Content starts
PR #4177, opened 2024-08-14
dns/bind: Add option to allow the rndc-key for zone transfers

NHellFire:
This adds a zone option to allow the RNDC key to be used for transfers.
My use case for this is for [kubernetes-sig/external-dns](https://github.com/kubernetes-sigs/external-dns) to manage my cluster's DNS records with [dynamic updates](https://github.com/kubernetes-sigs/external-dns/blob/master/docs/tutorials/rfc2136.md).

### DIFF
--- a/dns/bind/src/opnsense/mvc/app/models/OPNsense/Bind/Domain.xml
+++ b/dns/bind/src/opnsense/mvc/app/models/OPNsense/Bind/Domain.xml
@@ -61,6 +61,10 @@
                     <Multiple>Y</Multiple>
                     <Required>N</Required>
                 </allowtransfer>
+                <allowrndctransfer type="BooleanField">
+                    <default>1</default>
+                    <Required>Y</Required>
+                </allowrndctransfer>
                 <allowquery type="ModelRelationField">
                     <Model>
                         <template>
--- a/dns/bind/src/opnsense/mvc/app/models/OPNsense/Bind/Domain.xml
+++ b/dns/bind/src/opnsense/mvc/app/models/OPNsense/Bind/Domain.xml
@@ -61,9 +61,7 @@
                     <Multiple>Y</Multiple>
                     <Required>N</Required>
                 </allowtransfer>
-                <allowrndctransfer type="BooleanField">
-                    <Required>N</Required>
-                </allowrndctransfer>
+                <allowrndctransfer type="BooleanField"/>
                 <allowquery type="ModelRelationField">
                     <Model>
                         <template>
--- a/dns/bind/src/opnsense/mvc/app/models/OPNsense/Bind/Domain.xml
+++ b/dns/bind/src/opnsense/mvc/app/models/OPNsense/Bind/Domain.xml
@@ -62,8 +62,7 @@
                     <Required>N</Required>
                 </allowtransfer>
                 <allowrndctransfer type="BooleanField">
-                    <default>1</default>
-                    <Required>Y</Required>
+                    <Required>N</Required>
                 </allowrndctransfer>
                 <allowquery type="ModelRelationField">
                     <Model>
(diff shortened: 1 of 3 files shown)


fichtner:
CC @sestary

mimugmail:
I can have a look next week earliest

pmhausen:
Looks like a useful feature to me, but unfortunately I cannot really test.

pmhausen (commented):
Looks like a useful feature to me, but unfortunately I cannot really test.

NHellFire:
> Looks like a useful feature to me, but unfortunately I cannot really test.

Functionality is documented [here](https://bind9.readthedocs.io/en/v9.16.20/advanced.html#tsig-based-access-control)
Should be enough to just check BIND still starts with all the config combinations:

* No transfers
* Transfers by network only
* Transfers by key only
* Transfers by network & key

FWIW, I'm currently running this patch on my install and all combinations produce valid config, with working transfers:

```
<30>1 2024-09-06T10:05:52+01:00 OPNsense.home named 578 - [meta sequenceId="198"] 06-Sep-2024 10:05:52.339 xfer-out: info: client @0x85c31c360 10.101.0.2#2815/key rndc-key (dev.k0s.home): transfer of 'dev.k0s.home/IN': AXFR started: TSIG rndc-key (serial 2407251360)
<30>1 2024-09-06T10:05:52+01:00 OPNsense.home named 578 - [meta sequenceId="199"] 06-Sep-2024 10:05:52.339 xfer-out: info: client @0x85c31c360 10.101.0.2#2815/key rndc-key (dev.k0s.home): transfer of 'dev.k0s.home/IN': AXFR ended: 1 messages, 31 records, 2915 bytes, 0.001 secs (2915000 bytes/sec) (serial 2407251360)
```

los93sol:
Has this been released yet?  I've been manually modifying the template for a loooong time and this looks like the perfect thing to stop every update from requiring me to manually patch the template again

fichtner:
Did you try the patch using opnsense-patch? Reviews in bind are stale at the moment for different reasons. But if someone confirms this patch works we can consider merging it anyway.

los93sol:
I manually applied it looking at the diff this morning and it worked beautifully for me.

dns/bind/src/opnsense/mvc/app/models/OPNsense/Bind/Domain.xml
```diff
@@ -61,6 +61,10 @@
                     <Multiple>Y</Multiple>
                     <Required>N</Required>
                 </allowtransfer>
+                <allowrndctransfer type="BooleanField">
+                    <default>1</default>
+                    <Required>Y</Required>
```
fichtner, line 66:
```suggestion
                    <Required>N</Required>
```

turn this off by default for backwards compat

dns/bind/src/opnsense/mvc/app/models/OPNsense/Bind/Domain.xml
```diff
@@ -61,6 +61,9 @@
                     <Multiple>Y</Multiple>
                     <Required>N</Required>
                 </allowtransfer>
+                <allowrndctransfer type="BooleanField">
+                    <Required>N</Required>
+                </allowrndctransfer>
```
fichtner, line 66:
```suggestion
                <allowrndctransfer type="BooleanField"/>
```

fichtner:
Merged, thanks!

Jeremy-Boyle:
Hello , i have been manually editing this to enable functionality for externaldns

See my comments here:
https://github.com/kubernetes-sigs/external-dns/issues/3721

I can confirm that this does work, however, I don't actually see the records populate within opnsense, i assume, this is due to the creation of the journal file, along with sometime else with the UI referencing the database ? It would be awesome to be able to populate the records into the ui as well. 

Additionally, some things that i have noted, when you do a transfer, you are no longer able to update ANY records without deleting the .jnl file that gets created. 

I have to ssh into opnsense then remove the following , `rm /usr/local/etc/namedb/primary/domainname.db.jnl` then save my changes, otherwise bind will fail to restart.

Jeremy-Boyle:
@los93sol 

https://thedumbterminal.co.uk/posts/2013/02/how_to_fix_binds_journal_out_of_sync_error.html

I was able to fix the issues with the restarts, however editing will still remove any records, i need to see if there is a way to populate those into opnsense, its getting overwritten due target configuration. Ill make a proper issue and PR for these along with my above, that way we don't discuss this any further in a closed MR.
Content ends
Content starts
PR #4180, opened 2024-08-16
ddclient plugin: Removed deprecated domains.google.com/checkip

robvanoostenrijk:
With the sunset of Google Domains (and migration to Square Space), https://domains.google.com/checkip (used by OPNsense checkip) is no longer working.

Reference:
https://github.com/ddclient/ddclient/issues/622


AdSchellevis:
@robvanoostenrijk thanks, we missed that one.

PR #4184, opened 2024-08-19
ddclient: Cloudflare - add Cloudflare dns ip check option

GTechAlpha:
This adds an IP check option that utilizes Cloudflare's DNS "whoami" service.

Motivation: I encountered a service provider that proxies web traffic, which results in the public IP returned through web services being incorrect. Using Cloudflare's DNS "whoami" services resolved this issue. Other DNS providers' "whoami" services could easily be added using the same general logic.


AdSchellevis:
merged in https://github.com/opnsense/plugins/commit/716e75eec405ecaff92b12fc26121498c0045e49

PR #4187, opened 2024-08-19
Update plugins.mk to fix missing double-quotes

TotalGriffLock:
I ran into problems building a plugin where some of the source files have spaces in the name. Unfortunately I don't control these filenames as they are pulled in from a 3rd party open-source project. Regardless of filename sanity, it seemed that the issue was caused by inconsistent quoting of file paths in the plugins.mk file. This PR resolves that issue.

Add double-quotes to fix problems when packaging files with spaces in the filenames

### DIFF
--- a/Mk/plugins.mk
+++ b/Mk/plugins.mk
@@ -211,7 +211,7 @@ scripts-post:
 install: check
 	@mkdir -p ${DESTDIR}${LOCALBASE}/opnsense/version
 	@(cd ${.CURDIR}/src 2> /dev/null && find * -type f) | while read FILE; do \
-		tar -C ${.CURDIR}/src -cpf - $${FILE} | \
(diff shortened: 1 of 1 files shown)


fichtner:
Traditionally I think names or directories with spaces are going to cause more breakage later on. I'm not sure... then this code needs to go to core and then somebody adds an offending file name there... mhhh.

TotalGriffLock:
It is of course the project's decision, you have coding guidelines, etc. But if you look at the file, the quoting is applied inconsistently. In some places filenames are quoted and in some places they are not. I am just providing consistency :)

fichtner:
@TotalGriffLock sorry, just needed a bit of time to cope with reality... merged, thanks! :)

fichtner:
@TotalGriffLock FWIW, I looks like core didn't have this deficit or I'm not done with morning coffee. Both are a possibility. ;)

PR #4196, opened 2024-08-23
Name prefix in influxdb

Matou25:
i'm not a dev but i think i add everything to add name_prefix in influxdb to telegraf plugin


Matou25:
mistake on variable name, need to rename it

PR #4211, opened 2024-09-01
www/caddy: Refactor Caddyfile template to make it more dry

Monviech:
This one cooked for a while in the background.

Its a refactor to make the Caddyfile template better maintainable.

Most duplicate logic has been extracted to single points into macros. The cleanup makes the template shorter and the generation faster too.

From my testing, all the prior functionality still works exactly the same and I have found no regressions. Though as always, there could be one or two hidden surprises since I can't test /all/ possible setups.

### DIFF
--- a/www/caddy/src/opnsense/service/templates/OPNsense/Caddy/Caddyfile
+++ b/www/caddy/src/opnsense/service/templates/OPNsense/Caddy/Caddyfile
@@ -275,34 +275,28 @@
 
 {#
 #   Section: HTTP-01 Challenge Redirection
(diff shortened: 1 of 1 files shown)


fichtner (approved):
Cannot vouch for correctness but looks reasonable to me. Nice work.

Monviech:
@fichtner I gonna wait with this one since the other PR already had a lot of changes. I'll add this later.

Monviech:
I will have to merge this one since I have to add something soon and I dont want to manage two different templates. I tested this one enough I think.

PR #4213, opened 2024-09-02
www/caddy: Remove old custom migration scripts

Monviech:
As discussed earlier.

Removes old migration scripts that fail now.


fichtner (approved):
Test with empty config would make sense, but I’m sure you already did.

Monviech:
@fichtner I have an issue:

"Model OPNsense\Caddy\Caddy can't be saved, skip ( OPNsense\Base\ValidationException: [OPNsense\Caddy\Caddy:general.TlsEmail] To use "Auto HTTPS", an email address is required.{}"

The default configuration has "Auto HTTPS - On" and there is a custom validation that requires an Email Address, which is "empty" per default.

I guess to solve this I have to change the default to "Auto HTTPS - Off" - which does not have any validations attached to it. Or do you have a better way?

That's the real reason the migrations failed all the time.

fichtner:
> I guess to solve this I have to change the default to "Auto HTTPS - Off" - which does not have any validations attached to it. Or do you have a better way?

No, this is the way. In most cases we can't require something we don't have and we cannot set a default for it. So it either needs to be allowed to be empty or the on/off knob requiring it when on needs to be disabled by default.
Content ends
Content starts
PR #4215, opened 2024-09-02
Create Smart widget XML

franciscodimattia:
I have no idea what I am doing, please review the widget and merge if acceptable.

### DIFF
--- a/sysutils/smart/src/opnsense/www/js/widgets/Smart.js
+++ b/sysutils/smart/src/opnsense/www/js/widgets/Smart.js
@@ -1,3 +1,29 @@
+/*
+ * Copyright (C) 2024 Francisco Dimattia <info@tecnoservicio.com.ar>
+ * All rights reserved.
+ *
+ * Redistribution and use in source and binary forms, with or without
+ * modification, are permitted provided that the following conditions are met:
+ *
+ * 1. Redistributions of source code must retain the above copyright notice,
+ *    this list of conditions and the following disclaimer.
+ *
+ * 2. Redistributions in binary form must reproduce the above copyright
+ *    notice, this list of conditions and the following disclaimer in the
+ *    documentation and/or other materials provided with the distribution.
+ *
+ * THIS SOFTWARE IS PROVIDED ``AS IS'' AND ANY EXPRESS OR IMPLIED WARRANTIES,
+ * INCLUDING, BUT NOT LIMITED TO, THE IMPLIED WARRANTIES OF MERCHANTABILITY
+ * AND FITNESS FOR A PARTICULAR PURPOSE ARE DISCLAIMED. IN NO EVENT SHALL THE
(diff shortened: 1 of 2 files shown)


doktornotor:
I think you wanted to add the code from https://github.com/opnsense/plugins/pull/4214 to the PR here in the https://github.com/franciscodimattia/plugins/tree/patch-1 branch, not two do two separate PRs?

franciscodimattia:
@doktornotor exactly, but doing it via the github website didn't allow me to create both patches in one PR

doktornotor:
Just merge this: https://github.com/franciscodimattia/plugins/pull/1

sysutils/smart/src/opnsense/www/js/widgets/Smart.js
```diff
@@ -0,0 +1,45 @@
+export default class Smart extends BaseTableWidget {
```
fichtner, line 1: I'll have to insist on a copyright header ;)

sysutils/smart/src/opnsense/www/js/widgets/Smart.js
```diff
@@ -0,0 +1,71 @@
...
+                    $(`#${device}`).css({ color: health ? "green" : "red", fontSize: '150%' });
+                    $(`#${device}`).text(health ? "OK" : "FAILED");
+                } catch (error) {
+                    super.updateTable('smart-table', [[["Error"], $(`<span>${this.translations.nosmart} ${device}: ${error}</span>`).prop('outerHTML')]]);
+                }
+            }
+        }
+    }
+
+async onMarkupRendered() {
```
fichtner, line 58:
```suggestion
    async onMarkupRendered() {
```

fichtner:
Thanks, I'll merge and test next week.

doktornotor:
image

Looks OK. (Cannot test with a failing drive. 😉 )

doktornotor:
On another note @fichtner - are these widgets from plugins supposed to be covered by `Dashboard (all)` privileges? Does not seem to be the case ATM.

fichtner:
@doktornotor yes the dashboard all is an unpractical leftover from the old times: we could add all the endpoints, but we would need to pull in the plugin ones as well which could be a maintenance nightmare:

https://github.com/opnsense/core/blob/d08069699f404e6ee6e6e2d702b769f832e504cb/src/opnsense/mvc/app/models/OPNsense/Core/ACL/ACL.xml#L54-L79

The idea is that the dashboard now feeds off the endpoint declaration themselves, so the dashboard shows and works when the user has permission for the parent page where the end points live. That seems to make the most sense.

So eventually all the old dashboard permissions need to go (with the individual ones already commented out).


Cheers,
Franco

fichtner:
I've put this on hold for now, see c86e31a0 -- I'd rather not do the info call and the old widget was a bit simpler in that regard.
Content ends
ASSIGNMENT.
Write out exactly the lines above between the line with "PR #4177, opened 2024-08-14" and the line with "This adds a zone", inclusive, and nothing beyond them.

ANSWER BOX.
PR #4177, opened 2024-08-14
dns/bind: Add option to allow the rndc-key for zone transfers

NHellFire:
This adds a zone option to allow the RNDC key to be used for transfers.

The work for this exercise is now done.